To ban or to not ban, that’s the pickle
Whereas Hugging Face helps machine studying (ML) fashions in varied codecs, Pickle is among the many most prevalent due to the recognition of PyTorch, a extensively used ML library written in Python that makes use of Pickle serialization and deserialization for fashions. Pickle is an official Python module for object serialization, which in programming languages means turning an object right into a byte stream — the reverse course of is named deserialization, or in Python terminology: pickling and unpickling.

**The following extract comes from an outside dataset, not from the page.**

PR #1543, opened 2021-12-20
OSTEP: use difference between adjacent rows to measure the step

julienguy:
In this PR we modify the estimator of the overscan step derived from an array of overscan values per CCD row.

After a median filter of 7 rows to reduce the noise, we measure the amplitude (max-min) of the difference between consecutive values instead of the max-min value of whole array. This removes the sensitivity to slow variation of the overscan while still detecting sharp changes, steps or horizontal bands.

The method of serialization and deserialization, particularly of enter from untrusted sources, has been the reason for many distant code execution vulnerabilities in a wide range of programming languages. Equally, the Python documentation for Pickle has an enormous purple warning: “It’s potential to assemble malicious pickle knowledge which is able to execute arbitrary code throughout unpickling. By no means unpickle knowledge that would have come from an untrusted supply, or that would have been tampered with.”
That poses an issue for an open platform like Hugging Face, the place customers brazenly share and should unpickle mannequin knowledge. On one hand, this opens the potential for abuse by ill-intentioned people who add poisoned fashions, however on the opposite, banning this format could be too restrictive given PyTorch’s recognition. So Hugging Face selected the center street, which is to aim to scan and detect malicious Pickle recordsdata.